Las virtudes del nuevo quehacer político

Seguramente no soy la única que no sabe dónde, cómo, qué proponer para tratar de entender lo que está sucediendo con el regreso de Trump al gobierno estadounidense o, como se ha dicho coloquialmente, con Trump 2.0, especialmente si, como yo, nos dedicamos a analizar el desplazamiento de las fronteras geopolíticas desde el 9/11 o lo que es igual a decir que analizamos las fronteras geopolíticas en lo que llevamos de este siglo.

En este primer cuarto del siglo XXI hemos sido testigos de tantos acontecimientos que es difícil identificar una correlación entre estos major events (como diría Derrida al referirse al ataque de las Torres Gemelas en 2001) o encontrar quizá la causalidad que nos permita seguir la hebra para deshacer el nudo, el caos, en el que, al parecer, estamos inmersos como sociedades capitalistas.

Lo que a bote pronto se intuye con la implementación Trump 2.0 es el devenir de un nuevo orden mundial contrario al de la guerra fría consistente en dos polos (comunismo vs capitalismo) donde, mediante la tensión entre ellos, era más evidente ubicar hacia dónde se inclinaba la balanza de un lado y del otro. Ahora la tensión la genera un solo personaje y no tiene contrapesos porque las economías han rotado alrededor de su sociedad, una sociedad altamente consumista que confundió libertad con enajenación.

Este personaje de la política internacional desconoce o prefiere no emplear el lenguaje de la diplomacia, contrario a ello utiliza el lenguaje del magnate, del que ostenta un gran imperio llamado Estados Unidos y que se ufana de poder someter a aquellos que no solo no ve como iguales, sino que tampoco son socios potenciales, como México.
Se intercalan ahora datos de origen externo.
PR #253, opened 2021-08-24
Move block to set OPTIONS before including base.cmake

wxmerkt:
Setting INSTALL_DOCUMENTATION OFF wasn't respected as it was overridden
in post-project.cmake which gets called upon setting PROJECT(). Moving
the settings prior to the include of base.cmake, it works as intended.


jcarpent (approved):
Thanks for the fix @wxmerkt.

nim65s (approved):
thanks

PR #261, opened 2021-09-06
Remove useless setup

jcarpent:


jcarpent:
This PR also fixes bugs with Windows when converting from double to np.int32 and vice-versa

PR #267, opened 2022-02-07
Fix quaternion initialisation segfault under -march=native

### LINKED ISSUE #231: Quaternion leads to segfault with -march=native

wxmerkt:
Relates to and resolves #231

### DIFF
--- a/include/eigenpy/quaternion.hpp
+++ b/include/eigenpy/quaternion.hpp
@@ -110,12 +110,16 @@ namespace eigenpy
     void visit(PyClass& cl) const 
     {
       cl
-      .def(bp::init<Matrix3>((bp::arg("self"),bp::arg("R")),
-                             "Initialize from rotation matrix.\n"
-                             "\tR : a rotation matrix 3x3.")[bp::return_value_policy<bp::return_by_value>()])
-      .def(bp::init<AngleAxis>((bp::arg("self"),bp::arg("aa")),
-                               "Initialize from an angle axis.\n"
-                               "\taa: angle axis object."))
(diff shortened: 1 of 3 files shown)


include/eigenpy/quaternion.hpp
```diff
@@ -263,24 +268,42 @@ namespace eigenpy
...
-    
-    static Quaternion* FromTwoVectors(const Vector3& u, const Vector3& v)
+
+    static Quaternion* FromCoefficients(Scalar w, Scalar x, Scalar y, Scalar z)
+    {
+      Quaternion* q(new Quaternion(w, x, y, z));
+      return q;
+    }
+
+    static Quaternion* FromAngleAxis(const AngleAxis& aa)
```
wxmerkt, line 278: Note, this won't compile with `Eigen::Ref<AngleAxis>`

jcarpent: Why do you want to rely on `Eigen::Ref<AngleAxis>`?

jcarpent (approved):
Seems good to me.

jcarpent (commented):
The copy constructor works well?

include/eigenpy/quaternion.hpp
wxmerkt: Right, it doesn't matter here. `const Eigen::Ref<const TYPE>&` is my first approach out of habit

cmastalli:
I confirm that it fixed the issue from my side.
Thanks @wxmerkt ;)

PR #270, opened 2022-02-21
Fixed quaternion normalized (issue #268)

### LINKED ISSUE #268: Normalized function in Pinocchio Quaternion leads to segfaul under -march=native flag
The following Python code leads to segfaul if you compile `eigenpy` and `pinocchio` with `-march=native` flag.
```python
import pinocchio
import numpy as np

R = np.random.rand(3, 3)

# This leads to segtaul
print(pinocchio.Quaternion(R).normalized().coeffs())

# Instead, this patches the issue
quat = pinocchio.Quaternion(R)
quat.normalize() # Note that this is not normalized()
print(quat.coeffs())
```

fyi @wxmerkt

cmastalli:
Hey @jcarpent 

Thanks for trying to fix #268.
However, the PR https://github.com/stack-of-tasks/eigenpy/pull/269 didn't fix it.
Instead, this PR fixes the issue.

### DIFF
--- a/include/eigenpy/quaternion.hpp
+++ b/include/eigenpy/quaternion.hpp
@@ -194,7 +194,7 @@ namespace eigenpy
            "Normalizes the quaternion *this.")
       .def("normalized",&Quaternion::normalized,
            bp::arg("self"),
-           "Returns a normalized copy of *this.")
+           "Returns a normalized copy of *this.", bp::return_self<>())
       .def("squaredNorm",&Quaternion::squaredNorm,
            bp::arg("self"),
            "Returns the squared norm of the quaternion's coefficients.")


jcarpent (changes requested):
This is not good. Please look at the documentation of Eigen. Normalized returns a copy. There is no pointer relation between the two quantities.

cmastalli:
> This is not good. Please look at the documentation of Eigen. Normalized returns a copy. There is no pointer relation between the two quantities.

Are you sure?
My understanding is "it doesn't return a new object. Instead, it returns a copy of `*this`".

jcarpent:
I really don't know what you don't understand by: `Returns
    a normalized copy of *this `.

jcarpent:
Superseded by #271.

PR #271, opened 2022-02-22
Fix memory issue with Quaternion::normalized

jcarpent:
Related to #268.


include/eigenpy/quaternion.hpp
```diff
@@ -185,16 +185,19 @@ namespace eigenpy
            "Returns the quaternion describing the inverse rotation.")
       .def("setIdentity",&Quaternion::setIdentity,
            bp::arg("self"),
-           "Set *this to the idendity rotation.",bp::return_self<>())
+           "Set *this to the idendity rotation.",
```
wxmerkt, line 188:
```suggestion
           "Set *this to the identity rotation.",
```

PR #280, opened 2022-04-26
numpy: avoid deprecated header

ManifoldFR:
The `numpy/noprefix.h` array is deprecated and should be removed (it can create problems with some libraries when using recent C++ standards)

- [x] checked tests still pass

Cross-reference: https://github.com/numpy/numpy/pull/12402
Same fix applied in: 
https://github.com/matplotlib/matplotlib/pull/12976


hrp2-14:
Hi ! This project doesn't usually accept pull requests on master.

PR #282, opened 2022-05-03
test/eigen_ref: test using Eigen::Ref as data member

ManifoldFR:
This commit adds a test where the user exposes a struct with an `Eigen::Ref` data member and shows how to expose it using the right `boost::python::return_value_policy`.


jcarpent:
@ManifoldFR Could you rebase on top of devel?

ManifoldFR:
> @ManifoldFR Could you rebase on top of devel?

Done!

jcarpent (approved):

Por otro lado, tenemos el lenguaje de una mujer que llega a la presidencia por primera vez en un país maquilador que ha dependido durante medio siglo de la economía estadounidense. Una presidenta que afirma apegarse al diálogo binacional, al llamado del pueblo (siguiendo el estilo mesiánico de su antecesor), pero que en la práctica ha cedido a todos los caprichos de Trump en los últimos cuarenta días.

Ambas maneras de presentarse al mundo les han funcionado bastante bien a estos dos personajes de la política internacional y por ello ocupan la presidencia de sus respectivos países. Cada uno está haciendo lo propio para defender sus fronteras o lo que ellos llaman soberanía, para impedir la evidente guerra comercial que está a nada de iniciar entre estos dos países vecinos y de una larga tradición de comercio desigual.

Sheinbaum ha insistido en tres virtudes desde la llegada de Trump: “temple, serenidad y paciencia”. Trump, por su parte, ha insistido en la virtud del megalómano (ostentar el poder por el poder). Las primeras son las virtudes de quien está a la defensiva y espera el momento exacto para el ataque, las segundas son las virtudes del que siempre está a la ofensiva. Una congruencia con sus propios recorridos políticos. Un engranaje perfecto para, en nombre de la excepcionalidad soberana, dar paso a nuevas maneras de hacer política donde quizá la ideología ya no sea lo que impere, mucho menos el bien común, en todo caso la practicidad sin considerar los daños colaterales que sus decisiones traigan consigo a nivel mundial.